Nowadays, facing the so-called "undruggable" targets, the academic community has developed dozens of innovative methods. According to the mechanism of undruggable proteins, they have adopted fragment-based drug discovery (FBDD), computer-aided drug design (CADD), virtual screening (VS), DNA-encoded libraries (DEL) and other cutting-edge technologies to form a systematic drug design strategy. Today, the development of artificial intelligence technology and the rise of protein large language models have provided new tools for overcoming this problem.In recent years, there have been important breakthroughs in both industry and academia.
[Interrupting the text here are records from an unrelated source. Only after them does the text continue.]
PR #1467, opened 2026-09-15
fix(api): narrow Qoder log-rotation symlink allowlist

08mamba24:
## Summary

- allow the production Qoder log-rotation link only at `logs/latest`
- require its resolved target to remain strictly below canonical `logs/runs/`
- keep every other profile symlink fail-closed
- add regressions for account binding, plugin executable scanning, and cross-workspace resume

## Security review

Cross-family review approved exact HEAD `ac32807ae3823538787ec879448fcba1b3cc7f94`. Earlier broad-containment revisions are superseded by the final network diff.

## Verification

- four Qoder suites: 92/92 passed
- `pnpm exec tsc --noEmit`
- `git diff --check 26b915d12...ac32807ae`

## Acceptance

After merge, replay the production `logs/latest -> runs/<timestamp>` shape and verify the second Qoder invocation is no longer rejected.


08mamba24:
Opened against the public upstream by mistake. This F317 hotfix belongs to the internal development repository and is being refiled there. Closing without merge.

PR #1555, opened 2025-08-25
xmlize issue

EJMFarrow:
Update test to deal with deprecated and replaced method.


EJMFarrow:
FYI @sangwinc if you've got a working version of Moodle based on main then don't update it at the moment. The Moodle file structure changed big-time in July and the upgrade is not currently smooth...

Issue #1606, opened 2025-10-08
List questions flagged as "Broken" on the "TODO" page


sangwinc:
We now, very usefully, have the ability to save broken questions.

Please can we make it easier to find them in the DB?

(1) Please can we use the bulk test script to list any questions marked as "broken" in their own section of the report, just as we do with missing tests, no worked solution etc.  (We might do this already, I can't remember, sorry...).

(2) Please can we add a section to the /adminui/todo.php page which not only lists questions with an explicit "[[todo]]" block, but also broken questions?   Any question marked as broken has, implicitly, work "todo" I think!  Listing them all there as well would be very helpful.

Thanks,
Chris

PR #1615, opened 2025-10-27
Import validate

EJMFarrow:
This runs validation on imported XML questions.

- If issues are flagged, the question is marked as broken.
- Pointers to missing next nodes are set to stop.
- If the graph still can't be created, then fail import. (The edit form for such a question will throw an Exception so there's no point importing it.)
- Show issues and alterations on import page along with link to question dashboard if imported.

Also:
- Add questions marked as broken to 'Find TODOs' page. #1606 
- Separate validation warnings and file size checks from upgrade errors in bulk tests.
- Fix bulk tests to show all the issues raised, not just some of them.

TODO: importasversion needs fixed for us to show issues when importing using that (both in Moodle and via Gitsync).

### DIFF
--- a/questiontype.php
+++ b/questiontype.php
@@ -1592,6 +1592,14 @@ class qtype_stack extends question_type {
         $fromform->{$name . 'feedbackvariables'} = $format->getpath($xml,
                             ['#', 'feedbackvariables', 0, '#', 'text', 0, '#'], '', true);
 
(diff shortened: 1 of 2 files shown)


EJMFarrow:
@sangwinc This pull request should be fine to be checked and merged once the parser changes have been merged. It does not rely on importasversion.

PR #1635, opened 2025-12-12
Stack: Deprecated errors found in Stack bulk check

tailetan:
Deprecated errors found in Stack bulk check in many of the modules 

Deprecated: trim(): Passing null to parameter #1 ($string) of type string is deprecated in /var/www/html/moodle/question/type/stack/question.php on line 1769

image


sangwinc:
Thanks so much for your contribution @tailetan, much appreciate.  I've changed the base branch to stage this for the next official release.

PR #1669, opened 2026-02-05
Core compatibility with ILIAS: Added @ before some file functions to avoid warns

Saaweel:
Hi all,

**This PR adds the @ operator to selected file functions to suppress non-critical warnings.**

Regards,
Saúl from SURLABS.


sangwinc:
Thanks @Saaweel we'll sort this out somehow and make sure the core STACK has better support for ILIAS as needed.

PR #1671, opened 2026-02-05
Core compatibility with ILIAS: Use null as default value in lang param

Saaweel:
Hi all,

**This PR sets default values of certain language parameters to null, this value is considered one of the possible values, so we can deduce that, by default, it is null, so that it will not be necessary to call it null in all the places where it is used.**

Regards,
Saúl from SURLABS.


sangwinc:
Thanks @Saaweel that looks sensible, and it's something we'd certainly do if we needed to.

PR #1672, opened 2026-02-05
Core compatibility with ILIAS: Removed {} from js imports in blocks

Saaweel:
Hi all,

This PR removes unnecessary braces in JS, this is not a problem since, fortunately, all these modules export the same function that was being imported as the default value.

In this case, this change is important because in ILIAS, something like `{word}` without commas or spaces is taken as a template variable and, if it is not filled in automatically, it is deleted, breaking the functioning of the blocks. In other places where it is necessary to import with arms, fortunately this is not a problem, since, for example, `{one, two, three}` is not detected as a variable.

Regards,
Saúl from SURLABS.

### DIFF
--- a/stack/cas/castext2/blocks/adaptauto.block.php
+++ b/stack/cas/castext2/blocks/adaptauto.block.php
@@ -43,7 +43,7 @@ class stack_cas_castext2_adaptauto extends stack_cas_castext2_block {
         $list[] = new MP_String('script');
         $list[] = new MP_String(json_encode(['type' => 'module']));
 
-        $code = 'import {stack_js} from "' . stack_cors_link('stackjsiframe.min.js') . '";';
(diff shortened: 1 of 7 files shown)


sangwinc:
@EJMFarrow, @aharjula there are good reasons why the ILIAS folks need this change.  I'm not an expert in Javascript, so I need some advice before we accept this.

Should we accept this change (and follow that pattern in future) or should we add in a function to "locallib.php" to wrap library names in {...} for Moodle/Api/? leaving the ILIAS local lib to do no wrapping here?

aharjula:
@sangwinc , nothing to worry about here. As Saúl says, those are all imports of a default export and [those](https://developer.mozilla.org/en-US/docs/Web/JavaScript/Reference/Statements/import#default_import) do not need to have those {wrappers}.

Those were there just due to habit and copy-pasting, and should be safe to remove.

Issue #1521, opened 2025-07-02
Bulk test STACK questions in a particular quiz


sangwinc:
It would be useful if a teacher who can edit a quiz can bulk test the STACK questions in that quiz.

Related to #1498.

sangwinc:
We already have the "context" functionality in the bulk test, it's documented here: https://github.com/maths/moodle-qtype_stack/blob/dev/doc/en/STACK_question_admin/Bulk_testing.md

We could add question bank category, when we add in "quiz".  This just involved sorting out DB queries which return the list of question ids.

PR #1677, opened 2026-02-09
Iss1521 - Allow users to bulk test a quiz

EJMFarrow:
- Allow users with question:editall permission on a quiz context to run a bulk test on all the questions of a quiz.
- There's a new link from STACK dashboard to a page listing all the quizzes containing a question. Clicking a specific quiz runs the test for that quiz.
- Will test all the questions in random selections.
- It looks like there are lots of changes to bulktester class but it's mainly separating out the testing of an individual question into its own function. Comparing in VS Code gives a better impression of what's going on.

#1521

### DIFF
--- a/adminui/caschat.php
+++ b/adminui/caschat.php
@@ -226,7 +226,7 @@ if ($questionid) {
         $questionxmllink,
         stack_string('editxml'),
         ['class' => 'nav-link']
-        );
+    );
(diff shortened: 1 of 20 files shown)


sangwinc:
Thanks @EJMFarrow that's really very helpful. This makes it _so_ much easier to test the relevant questions.  Much appreciated.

Industry,In December 2023, Absci Corporation, a leader in generative artificial intelligence antibody discovery, announced a collaboration with AstraZeneca to develop AI-designed antibodies against a tumor target. The collaboration combines Absci's Integrated Drug Creation platform with AstraZeneca's expertise in oncology to accelerate the discovery of potential new cancer treatment candidates. Absci's Integrated Drug Creation platform generates proprietary data by measuring millions of protein-protein interactions, which are used to train Absci's proprietary AI models and validate antibodies designed using new AI models in subsequent iterations. The platform accelerates drug discovery by completing data collection, AI-driven design, and laboratory validation in about 6 weeks, and is expected to expand the range of drug targets, including the development of drugs for targets previously considered undruggable.
academia,In January 2025, a study jointly led by AI pharmaceutical leader Insilico Medicine and the University of Toronto in Canada combined quantum computing models with classical computing models and generative artificial intelligence to explore a wider range of chemical possibilities through training, generation and screening of huge data sets, and discovered novel molecules targeting the "undruggable" cancer driver protein KRAS.
KRAS mutation is one of the common mutations in cancer, appearing in about a quarter of human tumors. KRAS mutation can cause uncontrolled cell proliferation and thus cause cancer. In this study, in order to generate potential new KRAS inhibitors, the researchers proposed a quantum-classical hybrid framework model that combines a quantum variational generative model (QCBM) and a long short-term memory network (LSTM), combining quantum computing with classical computing methods to design new molecules. This study was also supported by multiple research institutions such as St. Jude Children's Research Hospital. The relevant research results were published in Nature Biotechnology under the title "Quantum-computing-enhanced algorithm unveils potential KRAS inhibitors".

With the breakthroughs in related technologies, mankind has ushered in new imagination space and unlimited possibilities in defeating diseases.